Ugh, sorry the drummer almost fucked your band over without knowing it. It's a common mistake for newbies to ask for anything at the most inappropriate times. I always make it a point to stick around and BS with everyone and help out if I can. 

Side note, I hate cleaning up other peoples messes. I moonlighted with a band a few years back where the vocalist burnt some bridges. As the main person booking/managing the band, I wasted a lot of my time patching things up with venues and other bands. Majority of it was, oh we gave the old lineup a show you owe us a show, and not a show at "venue x", like last time.
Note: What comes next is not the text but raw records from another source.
PR #338, opened 2026-06-24
Update 'Copy No.' parsing to ignore vals < 2

nonword:
https://newyorkpubliclibrary.atlassian.net/browse/SCC-5453


danamansana (approved):
Good fix!

PR #342, opened 2026-07-15
Clean up some mappings for clarity

nonword:
This just renames some things for consistency. Should be no change to indexing rules.


charmingduchess (dismissed):
Fine by me, though I'm curious about the callnumber/shelfmark distinction.

PR #346, opened 2026-07-27
Scc 5497/browse term config

charmingduchess:
- Update all bulk index config to write browse term updates to file, not to the live sqs stream. This is because we only want the stream of organic updates to write to SQS in the deployed RCI. Local invocations of the bulk index should never trigger the live BTI.
- create partial index config files to facilitate bib only updates. intended to be used as follows:
    - `node scripts/bulk-index.js --envfile config/qa-partial-index.env --properties series,uniformTitle,subject --type bib --csv {path to csv}`

Note these will require manual intervention at the end of the index to run the browse term updates through a local version of the Browse term indexer. However, this is only necessary when updates are being made to browse term fields, ie on a total reindex and/or when we are changing how we index browse terms (author, contributor, subject).

Also, github decided that I renamed and edited the browse ingest files, but i in fact deleted and created new files with very similar contents. the browse ingest files are no longer needed since we changed how much we query ES during the browse term parsing, as well as the new flow of writing browse terms to file.


config/production-bulk-index.env
```diff
@@ -38,4 +35,7 @@ SIERRA_SECRET=AQECAHh7ea2tyZ6phZgT4B9BDKwguhlFtRC6hgt+7HbmeFsrsgAAAIcwgYQGCSqGSI
 SKIP_DOC_PROCESSED_STREAM=true
 LOG_LEVEL=info
 EMIT_BROWSE_TERMS=true
+BROWSE_TERM_OUTPUT_DIRECTORY=./browse-term-output-prod.csv
```
danamansana: technically this is a file not a directory

danamansana (dismissed):
looks good just one small comment on naming

config/production-bulk-index.env
charmingduchess: good catch. should be a directory

lib/browse-terms/index.js
```diff
@@ -51,18 +56,34 @@ const emitBrowseTerms = async (esDocuments, termType) => {
       const batchedEvents = convertBatchToEventForLocalBti(bulkBrowseTerms)
       const timestamp = Date.now()
       const eventFile = `${process.env.BROWSE_TERM_OUTPUT_DIRECTORY}/${termType}-${timestamp}.json`
-      logger.info(`Emitting ${uniqueTerms.length} ${termType} browse terms across ${bulkBrowseTerms.length} messages to local path ${eventFile}`)
+      logger.info(
+        `Emitting ${uniqueTerms.length} ${termType} browse terms across ${bulkBrowseTerms.length} messages to local path ${eventFile}`
```
charmingduchess, line 60: the rest of the diff in this file is just formatting, but the following lines are additions

nonword (dismissed):

lib/browse-terms/index.js
```diff
@@ -51,18 +56,34 @@ const emitBrowseTerms = async (esDocuments, termType) => {
...
+      )
+      if (!fs.existsSync(process.env.BROWSE_TERM_OUTPUT_DIRECTORY)) {
+        fs.mkdirSync(process.env.BROWSE_TERM_OUTPUT_DIRECTORY, logger.error)
+      }
```
nonword: Minor point: You might move this `existsSync` call outside the loop so you're not calling it on every pass as it's a little expensive.

PR #348, opened 2026-08-05
Add option to bulk-index to write to csv

danamansana:
Adds an option to bulk-index script to write to csv instead of writing to ES.
Want to do some more testing on this but also want to get thumbs up on this approach, since it is a little different from what the ticket says. The other possibility is to write this as a separate script and do some refactoring of common elements into a utility, but this issue with that is that there is more in common than not with the existing script. Let me know what you think

### DIFF
--- a/README.md
+++ b/README.md
@@ -36,7 +36,7 @@ sam local invoke --profile nypl-digital-dev -t sam.local.yml -e test/sample-even
 
 The bulk-indexer can be used to index lots of records at once by direct BibService SQL query.
 
-For example, to reindex the first 10K NYPL bibs with marc 001 in QA:
+For example, to reindex the first 10K NYPL bibs in QA:
 ```
 node scripts/bulk-index.js --envfile config/qa-bulk-index.env --type bib --hasMarc 001 --nyplSource sierra-nypl --limit 10000
 ```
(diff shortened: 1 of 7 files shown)


charmingduchess (changes requested):
I think it's important to separate these processes. I don't think we need to worry about maintaining the older querying logic. My current workflow, and the future of this workflow as I understand it assumes a csv input for the bulk index script. I'd be in favor of junking  all the SQL biz that isn't about this new csv generation flow. If that is spooky, we could also just extract the SQL logic to another file to clean this file up, and that could still expose the csv builder as a separately runnable script. Interested to hear @nonword 's take too.

scripts/identify-ids-by-marc.js
nonword, line 1: Small suggestion that we name this `identify-ids-by-marc` to match the other CSV generating scripts with a similar contract

scripts/identify-ids-by-marc.js
```diff
@@ -0,0 +1,181 @@
...
+    }
+    return new Pool(config)
+  },
+  connect: (name) => db.dbConnectionPools[name].connect(),
+  endPools: () => {
+    return Promise.all(
+      Object.values(db.dbConnectionPools).map((pool) => pool.end())
+    )
+  }
+}
```
nonword, line 67: Wondering if this common connection stuff shouldn't live in a common util, but not sure best place..

nonword (dismissed):

scripts/identify-ids-by-marc.js
danamansana: Ok I've renamed that

charmingduchess (approved):
Sorry for delay - looks good to me.

PR #349, opened 2026-08-05
&ai update bulk index script to write status to csv

danamansana:
- Adds some logic to write status to a file when bulk updating from a csv
- Can stop script and will restart from the same place
- Adds some tests

### DIFF
--- a/scripts/bulk-index.js
+++ b/scripts/bulk-index.js
@@ -148,6 +148,7 @@ const {
 } = require('../lib/prefilter')
 const {
   batch,
+  CsvProgress,
   groupIdentifierEntitiesByTypeAndNyplSource,
   delay,
   die,
@@ -682,6 +683,19 @@ const updateByCsv = async (options = { offset: 0 }) => {
     throw new Error('--csvIdColumn is required')
   }
 
+  const progress = await CsvProgress.forCsv(options.csv)
+
+  if (['completed', 'failed'].includes(progress.status())) {
+    logger.info(`Skipping CSV ${options.csv} because status is ${progress.status()}`)
+    return
+  }
+
+  if (progress.status() === 'running') {
+    options.offset = progress.offset
+  } else if (progress.status() === 'preparing') {
+    progress.updateOffset(options.offset)
+  }
+
   const rawContent = fs.readFileSync(options.csv, 'utf8')
   const rows = csvParse(rawContent)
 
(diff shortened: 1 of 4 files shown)


scripts/utils.js
```diff
@@ -401,6 +401,65 @@ class Timer {
...
+    }
+  }
+
+  static async forCsv (filepath) {
+    const progress = new CsvProgress(filepath)
+    if (fs.existsSync(progress.statusFilepath)) {
+      progress.state = JSON.parse(fs.readFileSync(progress.statusFilepath, 'utf8'))
+    } else {
+      try {
+        progress.state.count = await lineCount(filepath)
```
nonword, line 424: This addition worked so well that it highlighted a bug in existing code: `lineCount` uses `wc -l` to get line count, but CSVs often (arguably incorrectly) don't terminate in a newline, causing the strict _linecount_ to be one fewer than the actual number of records, which is going to cause this status file count to be off by one frequently. Can you change that to use `awk 'END {print NR}' filename.csv` to efficiently retrieve csv linecounts? (or just ticket it)

nonword (dismissed):
Looks great

scripts/utils.js
danamansana: Updated!

scripts/bulk-index.js
```diff
@@ -676,48 +677,87 @@ const castRowToIdentifier = (row, options) => {
...
+    throw e
+  }
 
   logger.info(`Processing ${options.csv} rows ${options.offset} to ${end} (${rowsToProcess.length} rows)`)
 
   // Test first row to determine whether we need to interpret as prefixed
   // identifiers or just plain numeric ids:
-  const identifiersHaveNyplSource = rowsToProcess[0].nyplSource
-  const identifiersHaveType = rowsToProcess[0].type
+  if (rowsToProcess.length > 0) {
```
charmingduchess: I've seen this nyplsource check be pretty finicky. Can you extract into a method and do some unit tests on a couple different csv configurations (prefixed ids, non-prefixed, w/ and w/o nypl source).

scripts/utils.js
```diff
@@ -401,6 +401,65 @@ class Timer {
...
+
+  status () {
+    return this.state.status
+  }
+
+  get offset () {
+    return this.state.offset
+  }
+
+  updateStatus (status) {
```
charmingduchess, line 446: Could be useful to have the statuses saved as constants, eg
```
const COMPLETED = 'completed'
updateStatus(COMPLETED)
```
 and/or add input validation here.

charmingduchess (changes requested):

scripts/bulk-index.js
danamansana: OK I've added some tests

scripts/utils.js
danamansana: Good idea, I've changed those to constants

scripts/bulk-index.js
```diff
@@ -702,38 +744,7 @@ const updateByCsv = async (options = {}) => {
...
-    } else if (!options.type && !identifiersHaveType) {
-      const errorMsg = 'Must specify --type if not apparent from CSV'
-      progress.addMessage(errorMsg)
-      progress.updateStatus('failed')
-      throw new Error(errorMsg)
-    }
-  }
+  const rowsToProcess = extractAndValidateIdentifiers(rows, options, progress, sourceMapper)
 
   if (progress.status() === 'preparing') {
```
charmingduchess: let's include preparing and running as constants too

charmingduchess (changes requested):

scripts/bulk-index.js
danamansana: Good catch, added!

charmingduchess (approved):

Issue #62, opened 2015-06-03
Implementation of the InteractEntityEvent


TBlueF:
According to [this](https://github.com/SpongePowered/Sponge/issues/274) Event Progress Tracker and my Plugin, the **PlayerInteractEntityEvent** is not jet implemented.
_Deamon5550 said [here](https://github.com/SpongePowered/Sponge/issues/272): "Opening issues like these does help us prioritize which events we're implementing." So i thougt i'll open this issue, since this is the last missing event i need to finish my plugin and start my server :)_

For the sake of completeness:
_Sponge Build: 1.8-1371-2.1DEV-467
Forge Build: forge-1.8-11.14.1.1397
Client Type/Version (Forge/Vanilla and version) : Vanilla 1.8.6
Installed Plugins and/or Mods: Sponge, My Plugin, (and DynmapForge)
Java Version: 1.8.0_40
Operating System: Windows 7 64 bit_

(Reopens [this Issue](https://github.com/SpongePowered/Sponge/issues/286))

RafVDL:
I quickly wrote this (it needs to be inserted into MixinNetHandlerPlayServer):
```java
@Inject(method = "processUseEntity", at = @At(value = "INVOKE", target =
        "net/minecraft/network/play/client/C02PacketUseEntity.getAction()" +
                "Lnet/minecraft/network/play/client/C02PacketUseEntity$Action;", ordinal = 0), cancellable = true, locals = LocalCapture.CAPTURE_FAILSOFT)
public void processUseEntity(C02PacketUseEntity packetIn, CallbackInfo info, WorldServer worldserver, Entity
        entity, boolean flag, double d0) {
    EntityInteractionType type = null;
    Vector3d location = null;
    switch (packetIn.getAction()) {
        case ATTACK:
            type = EntityInteractionTypes.ATTACK;
            break;
        case INTERACT_AT:
            location = new Vector3d(packetIn.getHitVec().xCoord, packetIn.getHitVec().yCoord, packetIn.getHitVec().zCoord);
        case INTERACT:
            type = EntityInteractionTypes.USE;
            break;
    }
    
    if (type == null) return;

    if (Sponge.getGame().getEventManager().post(SpongeEventFactory.createPlayerInteractEntity(Sponge.getGame(),
            this.getPlayer(), (org.spongepowered.api.entity.Entity) entity, type, location))) {
        info.cancel();
    }
}
```
[...]

PR #126, opened 2015-08-09
Add PlayerInteractEntityEvent

pagoru:
This code implements the player entity event.
See https://github.com/SpongePowered/SpongeCommon/issues/62


src/main/java/org/spongepowered/common/mixin/core/network/MixinNetHandlerPlayServer.java
```diff
@@ -347,5 +350,32 @@ public void onDisconnectPlayer(IChatComponent reason, CallbackInfo ci) {
         Sponge.getGame().getEventManager().post(event);
         event.getSink().sendMessage(event.getNewMessage());
     }
+    
+    @Inject(method = "processUseEntity", at = @At(value = "INVOKE", target =
+             "net/minecraft/network/play/client/C02PacketUseEntity.getAction()Lnet/minecraft/network/play/client/C02PacketUseEntity$Action;",
+             ordinal = 0), cancellable = true, locals = LocalCapture.CAPTURE_FAILSOFT)
+    public void processUseEntity(C02PacketUseEntity packetIn, CallbackInfo info, WorldServer worldserver, Entity entity, boolean flag, double d0) {
```
simon816: I believe the `boolean flag` parameter needs the `@Coerce` annotation. `double` is fine I think

src/main/java/org/spongepowered/common/mixin/core/network/MixinNetHandlerPlayServer.java
```diff
@@ -347,5 +350,32 @@ public void onDisconnectPlayer(IChatComponent reason, CallbackInfo ci) {
...
+        EntityInteractionType type = null;
+        Vector3d location = null;
+        switch (packetIn.getAction()) {
+            case ATTACK:
+                type = EntityInteractionTypes.ATTACK;
+                break;
+            case INTERACT_AT:
+                location = new Vector3d(packetIn.getHitVec().xCoord, packetIn.getHitVec().yCoord, packetIn.getHitVec().zCoord);
```
simon816: `location = VecHelper.toVector(packetIn.getHitVec());` is neater

simon816: Also, you're not setting the `type` variable in this block, should be `EntityInteractionTypes.USE`

Zidane:
@simon816 

Biggest issue I see with this PR (besides what you've pointed out) is the fact that Forge already has an event for this (pretty sure it does) and therefore this really should go into SpongeVanilla (and mixed into the Forge event in Sponge)

pagoru:
I fucked up the commit... D=
I need remember the "branches"...

PR #128, opened 2015-08-13
Implement API for controlling spawn protection

zml2008:
Additionally, this change assigns the permission
minecraft.spawn-protection.override to override spawn protection for a
specific user.

@bloodmc How am I supposed to do config handling for this change?

### DIFF
--- a/src/main/java/org/spongepowered/common/config/SpongeConfig.java
+++ b/src/main/java/org/spongepowered/common/config/SpongeConfig.java
@@ -841,6 +841,10 @@ public class SpongeConfig<T extends SpongeConfig.ConfigBase> {
         @Setting(value = WORLD_FLOWING_LAVA_DECAY, comment = "Lava behaves like vanilla water when source block is removed")
         private boolean flowingLavaDecay = false;
 
+        @Setting(value = "spawn-protection-radius", comment = "Radius in blocks around spawn to protect from being built in. -1 means user server "
+                + "default")
+        private int spawnProtectionRadius = -1;
+
         @Setting(value = WORLD_ENABLED, comment = "Enable if this world should be registered.")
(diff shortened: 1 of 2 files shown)


ryantheleach:
Whilst I dislike the vanilla behaviour of disabling spawn protection if the op list is empty, forcing it to be enabled for all worlds by default isn't a sane solution either. This will cause issues in the nether with unlightable portals within the spawn protection potentially trapping playesr.

I'd suggest either make the default 0 spawn protection, or only the primary world being protected.

JBYoshi:
IMO the default world's spawn protection should default to the same as vanilla and the other worlds should default it to off.

gabizou:
@zml2008 Anything on updating this or whatnot?

Minecrell:
@zml2008 Do we still need this with https://github.com/SpongePowered/SpongeCommon/commit/6b2e66d5fcebae2cad7ab0e0d31c0c0b40b8ab3a in master?

zml2008:
On March 19, 2016 5:55:21 PM GMT+07:00, Minecrell <notifications@github.com> wrote:
>@zml2008 Do we still need this with
>https://github.com/SpongePowered/SpongeCommon/commit/6b2e66d5fcebae2cad7ab0e0d31c0c0b40b8ab3a
>in master?
>
>---
>You are receiving this because you were mentioned.
>Reply to this email directly or view it on GitHub:
>https://github.com/SpongePowered/SpongeCommon/pull/128#issuecomment-198682339

Possibly, it adds configurability for spawn protection so things are more flexible for plugins

parlough:
Going to close this for now as it has been sitting here since early 2016. I will work on something for this soon as there have been various issues related to this.

PR #133, opened 2015-08-17
[WIP] TargetedLocationDataProcessor implementation

kamcio96:
You should check it ;)

### DIFF
--- a/src/main/java/org/spongepowered/common/data/processor/data/TargetedLocationDataProcessor.java
+++ b/src/main/java/org/spongepowered/common/data/processor/data/TargetedLocationDataProcessor.java
@@ -1,0 +1,136 @@
+package org.spongepowered.common.data.processor.data;
+
+import com.google.common.base.Optional;
+import net.minecraft.entity.Entity;
+import net.minecraft.entity.EntityLiving;
+import net.minecraft.pathfinding.PathPoint;
+import org.spongepowered.api.data.*;
+import org.spongepowered.api.data.key.Key;
+import org.spongepowered.api.data.key.Keys;
+import org.spongepowered.api.data.manipulator.immutable.ImmutableTargetedLocationData;
+import org.spongepowered.api.data.manipulator.mutable.TargetedLocationData;
+import org.spongepowered.api.data.merge.MergeFunction;
+import org.spongepowered.api.data.value.BaseValue;
+import org.spongepowered.api.service.persistence.InvalidDataException;
+import org.spongepowered.api.world.Location;
+import org.spongepowered.api.world.World;
+import org.spongepowered.common.Sponge;
+import org.spongepowered.common.data.DataProcessor;
+import org.spongepowered.common.data.manipulator.immutable.ImmutableSpongeTargetedLocationData;
+import org.spongepowered.common.data.manipulator.mutable.SpongeTargetedLocationData;
+import org.spongepowered.common.data.util.DataUtil;
+
+import static com.google.common.base.Preconditions.checkNotNull;
+
+public class TargetedLocationDataProcessor implements DataProcessor<TargetedLocationData, ImmutableTargetedLocationData> {
+
+    @Override
+    public boolean supports(DataHolder dataHolder) {
+        return dataHolder instanceof Entity;
+    }
+
+    @Override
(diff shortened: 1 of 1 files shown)


src/main/java/org/spongepowered/common/data/processor/data/TargetedLocationDataProcessor.java
```diff
@@ -0,0 +1,136 @@
...
+public class TargetedLocationDataProcessor implements DataProcessor<TargetedLocationData, ImmutableTargetedLocationData> {
+
+    @Override
+    public boolean supports(DataHolder dataHolder) {
+        return dataHolder instanceof Entity;
+    }
+
+    @Override
+    public Optional<TargetedLocationData> from(DataHolder dataHolder) {
+        if(dataHolder instanceof EntityLiving) {
```
gabizou: TagetedLocation should also consider `EyeofEnder`s, `Compasses`, etc.

JBYoshi: `Compass`es all point to the same location (as far as each client is concerned; each client can be given a different compass target). It's not per-`ItemStack`, it's per-`Player`.

gabizou: Right, for Players, you might want to set the fake "spawn location" then for the compass to point.

JBYoshi: @gabizou But what if you have multiple compasses in your hotbar? You can see both, but they would have to point in the same direction, regardless of the position each one is set to.

gabizou: @JBYoshi If you have multiple compasses, they use the "respawn" location for the player, however, we can use the `TargetedLocationData` as I've been suggesting for a while now.

src/main/java/org/spongepowered/common/data/processor/data/TargetedLocationDataProcessor.java
```diff
@@ -0,0 +1,136 @@
...
+    }
+
+    @Override
+    public ImmutableTargetedLocationData createImmutable() {
+        return null; // new ImmutableSpongeTargetedLocationData() ?
+    }
+
+    @Override
+    public Optional<TargetedLocationData> createFrom(DataHolder dataHolder) {
+        return from(dataHolder); //something more?
```
Aaron1011: You always want to return a DataMapiulator here if the data holder is applicable. The difference between this method and `from` is that while `from` can return absent when passed a supported data holder (if no pathfinding path is set, for example), this method shouldn't.

src/main/java/org/spongepowered/common/data/processor/data/TargetedLocationDataProcessor.java
JBYoshi: @gabizou I think I'm just misunderstanding what you said. It seemed like you said that `TargetedLocationData` would apply to `ItemStack`s containing compasses.

gabizou: @JBYoshi `TargetedLocationData` does have some javadocs as to the "expected" use cases:
```
An {@link DataManipulator} handling the supposed targetted
{@link Location}. Usually for the case of {@link EnderPearl}s, the
targeted {@link Location} is where the {@link EnderPearl} will
move towards until it's expiration time. In the case of
{@link ItemStack}s of type {@link ItemTypes#COMPASS}, the targeted
{@link Location} is where the compass will point towards.
```

gabizou:
You also need to register in the `SpongeGameRegistry` and in the `KeyRegistry`.

gabizou:
Please update implementation.

kamcio96:
I want create new PR for this data. Where minecraft store player's compass target?

JBYoshi:
Minecraft doesn't store the compass target on the server. It just sends a packet to the client when the spawn position changes.

kamcio96:
Thanks, I will use mixin ;)

PR #134, opened 2015-08-17
[WIP] TameableData Implementation.

ryantheleach:
I'm unsure about the API bump commit, will probably remove it when I finish the rest of the implementation tomorrow. Just wanted to throw in what I had so far.


SpongeAPI
```diff
@@ -1 +1 @@
-Subproject commit 14c4512bb44ae77f76c5c148d182ac81087bae31
+Subproject commit cff02b98a0bae3d6cbc0c43a6021b21b563528ab
```
gabizou: Why are you changing the submodule?

kenzierocks: Perhaps it's https://github.com/SpongePowered/SpongeAPI/commit/a8023468dc1eca47e904d997e763929982e67c9a?

ryantheleach: If it was, wouldn't the commit hash map?

JBYoshi: After taking a look, it seems the commit is exactly the same as SpongePowered/SpongeAPI@0933b33a7f2723b8f1fc9183ce1d8374cd20a7af, which happens to be the commit that `feature/data` represents right now. Not sure what went wrong.

gabizou: @ryantheleach, @JBYoshi I wouldn't always directly reference other branches as rebases will always change the commit hash. In this case, since `TameableData` does have changes in the branch, I understand the submodule change.

SpongeAPI
```diff
@@ -1 +1 @@
-Subproject commit f164da66e3d0294f30379810ad9b82afa798a519
+Subproject commit 391a04ceaa7d0af2783b5986bf76e65dc692cdd2
```
gabizou: Shouldn't have to update the submodule.

ryantheleach: I attempted to remove the changes made to the sub module using the instructions given in IRC to hassan.

ryantheleach:
I'm unable to re-target the branch this PR is to, so I'll have to recreate it.

PR #151, opened 2015-09-01
[WIP] Add ScheduledExecutorService

Kiskae:
Companion PR to SpongePowered/SpongeAPI#829

Moves the implementation to SpongeCommon so some required information is available.

### DIFF
--- a/src/main/java/org/spongepowered/common/service/scheduler/SchedulerExecutionService.java
+++ b/src/main/java/org/spongepowered/common/service/scheduler/SchedulerExecutionService.java
@@ -240,6 +240,8 @@ public class SchedulerExecutionService extends AbstractExecutorService implement
         protected void done() {
             super.done();
 
+            if (isCancelled()) return;
+
             try {
                 get();
             } catch (InterruptedException ignored) {
--- a/src/main/java/org/spongepowered/common/service/scheduler/SchedulerExecutionService.java
+++ b/src/main/java/org/spongepowered/common/service/scheduler/SchedulerExecutionService.java
@@ -53,7 +53,14 @@ public class SchedulerExecutionService extends AbstractExecutorService implement
 
     @Override
     public void shutdown() {
-        //NOOP
+        // Since this class is delegating its work to SchedulerService
+        // and we have no way to stopping execution without keeping
+        // track of all the submitted tasks, it makes sense that
+        // this ExecutionService cannot be shut down.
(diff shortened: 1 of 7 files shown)


Kiskae:
Did have to update the API submodule for this PR, so the recent Java8 changes probably broke this build.

Kiskae:
Replaced currentTimeMillis with nanoTime as per https://github.com/SpongePowered/SpongeAPI/pull/829#issuecomment-136861606 , should improve long-term stability of the system.

src/main/java/org/spongepowered/common/service/scheduler/SchedulerExecutionService.java
```diff
@@ -0,0 +1,296 @@
...
+            // A repeating task that is done but hasn't been cancelled has
+            // failed exceptionally. Following the contract of
+            // ScheduledExecutorService, this means the task has to be stopped.
+            if (!isCancelled() && this.owningTask != null) {
+                this.owningTask.cancel();
+            }
+
+            // The ThrowingFutureTask will make sure the exception gets thrown,
+            // if there is any.
+            super.done();
```
PieGuy128: The one thing that I could see being a problem here is that you're making a call to get() when no value has been set.  Would this not make for some really long hangs?

Kiskae: done() is the method that is called last when handling the resolving of the Future, so the state will either have a value, an exception or be cancelled.

PieGuy128: I know, but seeing as you're extending ThrowingFutureTask whose done() method calls get() when no value has been set is what I'm concerned about.  Sure, it will throw any exceptions that have been thrown by the underlying task should they arise, but if no exception has been thrown, then then "listening" thread will block.  As per the [FutureTask JavaDocs][1], get() will wait for a result to be set.

Hopefully that clarifies my concerns!
Cheers!

[1]: http://docs.oracle.com/javase/8/docs/api/java/util/concurrent/FutureTask.html#get--

Kiskae:
I believe the current state of the PR has completely and correctly converted the previous millisecond-based implementation to nanoseconds, but a secondary review would probably be a good idea :P

Kiskae:
Its been merged, so closing PR

PR #161, opened 2015-09-09
Stop :uploadArchive from uploading non-existent files

lukegb:
For some reason :uploadArchive keeps trying to upload sdkZip in SpongeVanilla, even where it doesn't exist. This patch forces gradle to check that sdkZip actually executed before adding it to the archives artifacts.

There might be a better way of doing this?

### DIFF
--- a/gradle/implementation.gradle
+++ b/gradle/implementation.gradle
@@ -151,10 +151,11 @@ task sdkZip(type: Zip) {
            ])
         }
     }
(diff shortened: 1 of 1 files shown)


lukegb:
This is actually just broken - it will never build sdkZip even if it's supported.

lukegb:
Updated my branch with a proper fix that should work for both Sponge and SpongeVanilla.

PR #164, opened 2015-09-12
implementation of LoreData and PagedData

lucdon:
It is 100% completed and I did test it. It should be fully functional.

### DIFF
--- a/src/main/java/org/spongepowered/common/data/key/KeyRegistry.java
+++ b/src/main/java/org/spongepowered/common/data/key/KeyRegistry.java
@@ -68,6 +68,8 @@ public class KeyRegistry {
         keyMap.put("max_air", makeSingleKey(Integer.class, Value.class, of("MaxAir")));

I eventually got irritated with it all and left the band. 

Moral of the story: you and your band always need to be on your best behavior. You never know who you'll insult or piss off and how it will effect you down the road. Bad attitudes will get you no where.


----------



## signalgrey (Mar 7, 2010)

theres always one.


----------



## 777timesgod (Mar 13, 2010)

Finding a drummer is hard these days so talking to him is logical rather than kicking his ass.


----------



## ZXIIIT (Mar 13, 2010)

One of the reasons we don't have/want a drummer


----------



## Origin (Mar 13, 2010)

RETARDED mistake, but sort of forgivable considering he's new...I've never played a big show and even I know you don't harass the dude for cash though. It's just...manners :\


----------



## Cheesebuiscut (Mar 13, 2010)

You would think he would have some common sense... 

Why is the newbie handling the money?

Oh and apparently the show went well if you played to a full house.


----------



## swayman (Mar 13, 2010)

I've had a drummer do this also, drummers are absolute retards.

It's times like these when I'm really glad I have a laptop & superior drummer. Plug that shit into the desk, no drummer required...

BTW: From my experience it's best to delegate one member from the band to deal with the money, somebody with sense...


----------



## chaosxcomplex (Mar 14, 2010)

+1 to there's something about drummers.


----------



## SweepsAllDay (Mar 14, 2010)

Step 1. Watch bands.
Step 2. Play your set.
Step 3. Watch other bands.
Step 4. Go ask whoever's in charge politely to pay you.
Step 5. Leave.

Sometimes they leave out the hidden step where you get hassled for half an hour. "Dude we only had X amount of people show up tonight, and we can only pay you Y amount, even though we PROMISED to pay you Z amount." Some of the guys running venues can seriously be dicks. If you can't pay me what you said you were gonna pay me, don't book me. If it weren't for the bands, how are they even going to make money? Sorry, went off on a tangeant. I just feel like I've had to go through a lot of shit sometimes just to get paid.


----------



## jjjsssxxx (Mar 14, 2010)

Fucking drummers.

If that's your worst show ever though, that's not so bad. Just wait until you're a thousand miles from home and the promoter tries to get away with handing you 20 bucks then disappears before the end of the night because he doesn't have any money to pay you. ("Gorespawn" Chris in St. Louis)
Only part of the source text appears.